**Work task**
Using the records that follow, copy every line containing the word "requested".

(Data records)

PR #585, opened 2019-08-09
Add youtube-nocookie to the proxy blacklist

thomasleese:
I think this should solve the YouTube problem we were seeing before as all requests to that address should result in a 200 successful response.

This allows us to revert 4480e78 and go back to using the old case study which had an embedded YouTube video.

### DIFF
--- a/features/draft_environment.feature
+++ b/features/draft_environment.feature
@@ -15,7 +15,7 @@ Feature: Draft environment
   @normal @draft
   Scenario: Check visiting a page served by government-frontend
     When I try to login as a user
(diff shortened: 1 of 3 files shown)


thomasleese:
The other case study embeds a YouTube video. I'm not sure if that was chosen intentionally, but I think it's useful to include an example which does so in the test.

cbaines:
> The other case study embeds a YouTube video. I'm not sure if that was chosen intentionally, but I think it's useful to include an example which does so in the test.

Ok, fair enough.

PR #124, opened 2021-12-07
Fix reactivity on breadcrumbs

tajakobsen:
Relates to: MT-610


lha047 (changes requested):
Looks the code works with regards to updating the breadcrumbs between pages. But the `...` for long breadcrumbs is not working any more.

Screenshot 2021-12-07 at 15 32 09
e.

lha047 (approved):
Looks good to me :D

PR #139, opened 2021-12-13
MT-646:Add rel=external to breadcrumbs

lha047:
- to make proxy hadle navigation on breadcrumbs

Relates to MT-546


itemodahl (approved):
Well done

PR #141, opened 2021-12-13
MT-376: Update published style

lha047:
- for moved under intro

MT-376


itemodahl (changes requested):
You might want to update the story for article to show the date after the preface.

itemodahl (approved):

**Expected answer**
lha047 (changes requested):
itemodahl (changes requested):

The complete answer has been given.